Structure of the unusual Sinorhizobium fredii HH103 lipopolysaccharide and its role in symbiosis
Di Lorenzo, Flaviana,Speciale, Immacolata,Silipo, Alba,Alías-Villegas, Cynthia,Acosta-Jurado, Sebastián,Rodríguez-Carvajal, Miguel-ángel,Dardanelli, Marta S.,Palmigiano, Angelo,Garozzo, Domenico,Ruiz-Sainz, José-Enrique,Molinaro, Antonio,Vinardell, José-María
, p. 10969 - 10987 (2021/01/07)
Rhizobia are soil bacteria that form important symbiotic associations with legumes, and rhizobial surface polysaccharides, such as K-antigen polysaccharide (KPS) and lipopolysaccharide (LPS), might be important for symbiosis. Previously, we obtained a mutant of Sinorhizobium fredii HH103, rkpA, that does not produce KPS, a homopolysaccharide of a pseudaminic acid derivative, but whose LPS electrophoretic profile was indistinguishable from that of the WT strain.

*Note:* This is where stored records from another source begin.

PR #690, opened 2023-03-27
Sanitize target param before using it

### LINKED ISSUE #689: Add missing sanitization to image editing requests
## Bug Description

The `$_REQUEST['target']` parameter used in the image editing compatibility logic for WebP is not being sanitized. Since it is only used in string comparison, this is not actual a security flaw, but we should still sanitize it for good measure.

I would suggest we use [`sanitize_key()`](https://developer.wordpress.org/reference/functions/sanitize_key/) on those occurrences, since the parameter is essentially just used with lowercase "identifiers" to represent a certain target.

felixarntz:
## Summary

Fixes #689

## Checklist

### DIFF
--- a/modules/images/webp-uploads/image-edit.php
+++ b/modules/images/webp-uploads/image-edit.php
@@ -120,7 +120,7 @@ function webp_uploads_update_image_onchange( $override, $file_path, $editor, $mi
 
 			$old_metadata = wp_get_attachment_metadata( $post_id );
 			$resize_sizes = array();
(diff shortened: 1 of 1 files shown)


joemcgill (approved):

mukeshpanchal27 (approved):
Thanks @felixarntz, LGTM!

spacedmonkey (commented):
For what is worth, I would have approved this!

PR #695, opened 2023-04-03
Include `WordPress-Extra` rules in PHPCS configuration and fix resulting problems

### LINKED ISSUE #691: Include `WordPress-Extra` rules in PHPCS configuration and fix resulting problems
Our `phpcs.xml.dist` config file currently does not include the `WordPress-Extra` rules, which are recommended to use for plugins. We should add it and fix the resulting validation errors.

The latter will require manual assessment: Errors will either need to be actually fixed, or they may be invalid due to the automated detection being limited, in which case a code comment to exclude the check for the "offending" line should be added.

mukeshpanchal27:
## Summary

Fixes #691 

The PR add Include `WordPress-Extra` rules in PHPCS configuration and fix resulting problems.

For now i have exclude `sqlite` module files as it shows many files to change. 

## Checklist

### DIFF
--- a/admin/load.php
+++ b/admin/load.php
@@ -138,18 +138,13 @@ function perflab_render_modules_page_field( $module_slug, $module_data, $module_
 			<?php if ( perflab_can_load_module( $module_slug ) ) { ?>
 				<input type="checkbox" id="<?php echo esc_attr( "{$base_id}_enabled" ); ?>" name="<?php echo esc_attr( "{$base_name}[enabled]" ); ?>" aria-describedby="<?php echo esc_attr( "{$base_id}_description" ); ?>" value="1"<?php checked( $enabled ); ?>>
 				<?php
+					printf(
+						/* translators: %s: module name */
+						esc_html__( 'Enable %s', 'performance-lab' ),
+						esc_html( $module_data['name'] )
+					);
 				if ( $module_data['experimental'] ) {
-					printf(
-						/* translators: %s: module name */
-						__( 'Enable %s <strong>(experimental)</strong>', 'performance-lab' ),
-						esc_html( $module_data['name'] )
-					);
-				} else {
-					printf(
-						/* translators: %s: module name */
-						__( 'Enable %s', 'performance-lab' ),
-						esc_html( $module_data['name'] )
-					);
+					echo '<strong>' . esc_html__( '(experimental)', 'performance-lab' ) . '</strong>';
 				}
 				?>
 			<?php } else { ?>
@@ -173,7 +168,7 @@ function perflab_render_modules_page_field( $module_slug, $module_data, $module_
 				} else {
 					printf(
 						/* translators: %s: module name */
-						__( '%s is already part of your WordPress version and therefore cannot be loaded as part of the plugin.', 'performance-lab' ),
+						esc_html__( '%s is already part of your WordPress version and therefore cannot be loaded as part of the plugin.', 'performance-lab' ),
 						esc_html( $module_data['name'] )
 					);
 				}
@@ -250,7 +245,7 @@ function perflab_get_modules( $modules_root = null ) {
 
 	$modules      = array();
 	$module_files = array();
-	$modules_dir  = @opendir( $modules_root );
+	$modules_dir  = @opendir( $modules_root ); // phpcs:disable WordPress.PHP.NoSilencedErrors.Discouraged
 
 	// Modules are organized as {focus}/{module-slug} in the modules folder.
 	if ( $modules_dir ) {
@@ -265,7 +260,7 @@ function perflab_get_modules( $modules_root = null ) {
 				continue;
 			}
 
-			$focus_dir = @opendir( $modules_root . '/' . $focus );
+			$focus_dir = @opendir( $modules_root . '/' . $focus ); // phpcs:disable WordPress.PHP.NoSilencedErrors.Discouraged
 			if ( $focus_dir ) {
 				// phpcs:ignore WordPress.CodeAnalysis.AssignmentInCondition.FoundInWhileCondition
 				while ( ( $file = readdir( $focus_dir ) ) !== false ) {
@@ -274,7 +269,7 @@ function perflab_get_modules( $modules_root = null ) {
 						continue;
 					}
 
-					$module_dir = @opendir( $modules_root . '/' . $focus . '/' . $file );
+					$module_dir = @opendir( $modules_root . '/' . $focus . '/' . $file ); // phpcs:disable WordPress.PHP.NoSilencedErrors.Discouraged
 					if ( $module_dir ) {
 						// phpcs:ignore WordPress.CodeAnalysis.AssignmentInCondition.FoundInWhileCondition
 						while ( ( $subfile = readdir( $module_dir ) ) !== false ) {
--- a/admin/load.php
+++ b/admin/load.php
@@ -144,7 +144,7 @@ function perflab_render_modules_page_field( $module_slug, $module_data, $module_
 						esc_html( $module_data['name'] )
 					);
 				if ( $module_data['experimental'] ) {
-					echo '<strong>' . esc_html__( '(experimental)', 'performance-lab' ) . '</strong>';
+					echo ' <strong>' . esc_html__( '(experimental)', 'performance-lab' ) . '</strong>';
 				}
 				?>
 			<?php } else { ?>
--- a/admin/load.php
+++ b/admin/load.php
@@ -254,7 +254,8 @@ function perflab_get_modules( $modules_root = null ) {
 	$modules      = array();
 	$module_files = array();
 	// PHPCS ignore reason: A modules directory is always present.
-	$modules_dir = @opendir( $modules_root ); // phpcs:ignore WordPress.PHP.NoSilencedErrors.Discouraged
+	// phpcs:ignore WordPress.PHP.NoSilencedErrors.Discouraged
+	$modules_dir = @opendir( $modules_root );
 
 	// Modules are organized as {focus}/{module-slug} in the modules folder.
 	if ( $modules_dir ) {
@@ -270,7 +271,8 @@ function perflab_get_modules( $modules_root = null ) {
 			}
 
 			// PHPCS ignore reason: Only the focus area directory is allowed.
-			$focus_dir = @opendir( $modules_root . '/' . $focus ); // phpcs:ignore WordPress.PHP.NoSilencedErrors.Discouraged
+			// phpcs:ignore WordPress.PHP.NoSilencedErrors.Discouraged
+			$focus_dir = @opendir( $modules_root . '/' . $focus );
 			if ( $focus_dir ) {
 				// phpcs:ignore WordPress.CodeAnalysis.AssignmentInCondition.FoundInWhileCondition
 				while ( ( $file = readdir( $focus_dir ) ) !== false ) {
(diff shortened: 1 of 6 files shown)


phpcs.xml.dist
```diff
@@ -68,4 +71,9 @@
 	<rule ref="PHPCompatibility.FunctionDeclarations.NewReturnTypeDeclarations.boolFound">
 		<exclude-pattern>tests/utils/*</exclude-pattern>
 	</rule>
+	<!--
+	Prevent errors caused by WordPress Coding Standards not supporting PHP 8.0+.
+	See https://github.com/WordPress/WordPress-Coding-Standards/issues/2035
+	-->
+	<ini name="error_reporting" value="E_ALL &#38; ~E_DEPRECATED" />
```
felixarntz, line 79: 👍

phpcs.xml.dist
```diff
@@ -5,8 +5,11 @@
 	<rule ref="PHPCompatibility"/>
 	<config name="testVersion" value="5.6-"/>
 
-	<rule ref="WordPress-Core"/>
 	<rule ref="WordPress-Docs"/>
+	<rule ref="WordPress-Extra">
+		<exclude-pattern>tests/*</exclude-pattern>
+		<exclude-pattern>modules/database/sqlite/*</exclude-pattern>
```
felixarntz, line 12: Why is this module specifically excluded? Can you please add a code comment to explain, as this isn't exactly clear to me?

admin/load.php
```diff
@@ -138,18 +138,13 @@ function perflab_render_modules_page_field( $module_slug, $module_data, $module_
...
-				} else {
-					printf(
-						/* translators: %s: module name */
-						__( 'Enable %s', 'performance-lab' ),
+						esc_html__( 'Enable %s', 'performance-lab' ),
 						esc_html( $module_data['name'] )
 					);
+				if ( $module_data['experimental'] ) {
+					echo ' <strong>' . esc_html__( '(experimental)', 'performance-lab' ) . '</strong>';
 				}
```
felixarntz: This fix is not right, translation strings should not be concatenated. Please use the string as it was before.

What we need to change is how it is being escaped. We cannot use `esc_html()` here because it contains HTML, so we need to escape it so that only that specific HTML is allowed. Please use `wp_kses( $translated_string, array( 'strong' => array() ) )`. This way the string is safe, the only allowed HTML will be the `<strong>` tag.

modules/images/webp-uploads/image-edit.php
```diff
@@ -120,7 +120,7 @@ function ( $metadata, $post_meta_id ) use ( $post_id, $file_path, $mime_type, $e
 
 			$old_metadata = wp_get_attachment_metadata( $post_id );
 			$resize_sizes = array();
-			$target       = isset( $_REQUEST['target'] ) ? sanitize_key( $_REQUEST['target'] ) : 'all';
+			$target       = isset( $_REQUEST['target'] ) ? sanitize_key( $_REQUEST['target'] ) : 'all'; // phpcs:ignore WordPress.Security.NonceVerification.Recommended
```
felixarntz: It may be worth adding a comment to explain why this error is being silenced here, especially because this is security related:
```suggestion
			// A nonce check is not necessary here as this logic directly ties in with WordPress core logic which already has one.
			$target       = isset( $_REQUEST['target'] ) ? sanitize_key( $_REQUEST['target'] ) : 'all'; // phpcs:ignore WordPress.Security.NonceVerification.Recommended
```

felixarntz (commented):
@mukeshpanchal27 A few points of feedback here, but mostly looks good.

modules/database/sqlite/wp-includes/sqlite/class-perflab-sqlite-pdo-engine.php
```diff
@@ -326,7 +326,7 @@ private function prepare_directory() {
 		global $wpdb;
 		$u = umask( 0000 );
 		if ( ! is_dir( FQDBDIR ) ) {
-			if ( ! @mkdir( FQDBDIR, 0704, true ) ) {
+			if ( ! @mkdir( FQDBDIR, 0704, true ) ) { // phpcs:disable WordPress.PHP.NoSilencedErrors.Discouraged
```
joemcgill: If we're ignoring WordPress-Extra checks for the SQLite module in our `phpcs.xml.dist`, then let's not modify any files in that module.

phpcs.xml.dist
joemcgill: Nice find, and great use of inline commenting here ✨

joemcgill (changes requested):
This is on the right track. Thanks @mukeshpanchal27! Besides the translation fix that Felix already noted, the only other thing I would like to change is the way we're handling lines that we want to ignore.

First, you should always use `phpcs:ignore` instead of `phpcs:disable` to ignore a specific line, because `phpcs:disable` will disable that sniff for the rest of the file, unless paired with a `phpcs:enable` rule later in the file. 

See: https://github.com/squizlabs/PHP_CodeSniffer/wiki/Advanced-Usage#ignoring-parts-of-a-file

The other thing I'd like is for us to always include an inline comment explaining why something is being ignored, as @felixarntz suggested with the one nonce example. This makes it very clear why the line was added and helps determine if/when it can be removed in the future.

For readability, it would be easier to put these `phpcs:ignore` statements on the line above the code it is ignoring with the explanation right above. [Here is an example from WP Core](https://github.com/WordPress/wordpress-develop/commit/ab9aee8af474ac512b31b012f3c7c44fab31a990) that shows what this could look like

phpcs.xml.dist
mukeshpanchal27: In https://github.com/WordPress/performance/pull/695/commits/071ffacf0181bf7c3370d3d11a666e5a1ec54a87, I have added `TODO` comment for sqlite exclusion rule.

admin/load.php
mukeshpanchal27: Thanks for pointing it out. I have address this in https://github.com/WordPress/performance/pull/695/commits/071ffacf0181bf7c3370d3d11a666e5a1ec54a87

modules/database/sqlite/wp-includes/sqlite/class-perflab-sqlite-pdo-engine.php
mukeshpanchal27: 👍

mukeshpanchal27:
Thanks, @felixarntz and @joemcgill for the feedback. I have addressed that feedback, and PR is ready for review. Thanks!

modules/images/dominant-color/hooks.php
```diff
@@ -236,7 +236,9 @@ function dominant_color_filter_content_tags( $content, $context = null ) {
  */
 function dominant_color_add_inline_style() {
 	$handle = 'dominant-color-styles';
-	wp_register_style( $handle, false );
+	// PHPCS ignore reason: Dominant color add single line inline style that does not change frequently,
+	// so we need to avoid specifying a version at all.
```
felixarntz:
```suggestion
	// so the version number is not used.
```

felixarntz (approved):
Thanks @mukeshpanchal27! LGTM, just a tiny not-blocking note.

Can you please open a follow up issue to address the relevant problems in the SQLite module so that we don't forget about that?

admin/load.php
```diff
@@ -245,7 +253,8 @@ function perflab_get_modules( $modules_root = null ) {
 
 	$modules      = array();
 	$module_files = array();
-	$modules_dir  = @opendir( $modules_root ); // phpcs:disable WordPress.PHP.NoSilencedErrors.Discouraged
+	// PHPCS ignore reason: A modules directory is always present.
```
joemcgill, line 256: Based on all of these reasons listed for silencing `opendir`, it seems like we should be able to remove the `@` silencing warnings throughout this file. Do you know if there is a reason that these were silenced initially?

modules/images/dominant-color/hooks.php
```diff
@@ -236,7 +236,9 @@ function dominant_color_filter_content_tags( $content, $context = null ) {
  */
 function dominant_color_add_inline_style() {
 	$handle = 'dominant-color-styles';
-	wp_register_style( $handle, false );
+	// PHPCS ignore reason: Dominant color add single line inline style that does not change frequently,
+	// so the version number is not used.
```
joemcgill: We can simplify this to one line. 
```suggestion
	// PHPCS ignore reason: version not used since this handle is only registered for adding an inline style.
```

modules/images/webp-uploads/hooks.php
```diff
@@ -242,7 +242,7 @@ function webp_uploads_wp_get_missing_image_subsizes( $missing_sizes, $image_meta
 	 * @see wp_update_image_subsizes()
 	 * @see wp_get_missing_image_subsizes()
 	 */
-	$trace = debug_backtrace( DEBUG_BACKTRACE_IGNORE_ARGS, 10 );
+	$trace = debug_backtrace( DEBUG_BACKTRACE_IGNORE_ARGS, 10 ); // phpcs:ignore WordPress.PHP.DevelopmentFunctions.error_log_debug_backtrace
```
joemcgill: This needs a in-line comment explaining the reason the sniff is ignored.

modules/images/webp-uploads/image-edit.php
```diff
@@ -120,7 +120,8 @@ function ( $metadata, $post_meta_id ) use ( $post_id, $file_path, $mime_type, $e
 
 			$old_metadata = wp_get_attachment_metadata( $post_id );
 			$resize_sizes = array();
-			$target       = isset( $_REQUEST['target'] ) ? sanitize_key( $_REQUEST['target'] ) : 'all';
+			// PHPCS ignore reason: A nonce check is not necessary here as this logic directly ties in with WordPress core logic which already has one.
```
joemcgill: We are modifying the behavior of what gets saved to the database based on the value of this `$_REQUEST` property, so it would be best if we could identify where the nonce check is being handled.

modules/images/webp-uploads/image-edit.php
```diff
@@ -237,7 +238,7 @@ function ( $metadata, $post_meta_id ) use ( $post_id, $file_path, $mime_type, $e
  * @return array The updated metadata for the attachment to be stored in the meta table.
  */
 function webp_uploads_update_attachment_metadata( $data, $attachment_id ) {
-	$trace = debug_backtrace( DEBUG_BACKTRACE_IGNORE_ARGS, 10 );
+	$trace = debug_backtrace( DEBUG_BACKTRACE_IGNORE_ARGS, 10 ); // phpcs:ignore WordPress.PHP.DevelopmentFunctions.error_log_debug_backtrace
```
joemcgill: This needs an in-line common explaining why were ignoring this sniff.

modules/images/webp-uploads/image-edit.php
```diff
@@ -272,7 +273,7 @@ function webp_uploads_update_attachment_metadata( $data, $attachment_id ) {
  * @return array The updated metadata for the attachment.
  */
 function webp_uploads_backup_sources( $attachment_id, $data ) {
-	$target = isset( $_REQUEST['target'] ) ? sanitize_key( $_REQUEST['target'] ) : 'all';
+	$target = isset( $_REQUEST['target'] ) ? sanitize_key( $_REQUEST['target'] ) : 'all'; // phpcs:ignore WordPress.Security.NonceVerification.Recommended
```
joemcgill: This needs an in-line comment, and preferably a reference to where nonce verification is being handled.

joemcgill (commented):
This is much better. I have a bit more feedback based on your changes that I have left inline. I still think that the in-line comments explaining why we are ignoring some PHPCS sniffs would be more readable if the ignore statement was right below the in-line comment on the line above the line being ignored, like this:

```
// PHPCS ignore reason: explanation of why this is ignored
// phpcs:ignore WordPress.PHP.SniffRule.Reason
$var = example()
```

admin/load.php
mukeshpanchal27: Thanks @joemcgill for asking. This change was introduced from the initial version, so may be @felixarntz will know the reason behind this?

If it is not blocker can we open a separate issue and discuss it there?

mukeshpanchal27:
Thanks @joemcgill for the review. In https://github.com/WordPress/performance/pull/695/commits/1aab8fad21b06dfd1cf97c67ca8bb9cd907e50d4 i have address all the feedback. PR is ready for another round of feedback.

joemcgill (approved):
Thanks, @mukeshpanchal27

admin/load.php
mukeshpanchal27: Open at https://github.com/WordPress/performance/issues/709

We also previously demonstrated that the HH103 rkpLMNOPQ operon is responsible for 5-acetamido-3,5,7,9-tetradeoxy-7-(3-hydroxybutyramido)-L-glyc-ero-L-manno-nonulosonic acid [Pse5NAc7(3OHBu)] production and is involved in HH103 KPS and LPS biosynthesis and that an HH103 rkpM mutant cannot produce KPS and displays an altered LPS structure. Here, we analyzed the LPS structure of HH103 rkpA, focusing on the carbohydrate portion, and found that it contains a highly heterogeneous lipid A and a peculiar core oligosaccharide composed of an unusually high number of hexuronic acids containing b-configured Pse5NAc7(3OHBu). This pseudaminic acid derivative, in its a-configuration, was the only structural component of the S. fredii HH103 KPS and, to the best of our knowledge, has never been reported from any other rhizobial LPS. We also show that Pse5NAc7(3OHBu) is the complete or partial epitope for a mAb, NB6-228.22, that can recognize the HH103 LPS, but not those of most of the S. fredii strains tested here. We also show that the LPS from HH103 rkpM is identical to that of HH103 rkpA but devoid of any Pse5NAc7(3OHBu) residues. Notably, this rkpM mutant was severely impaired in symbiosis with its host, Macroptilium atropurpureum.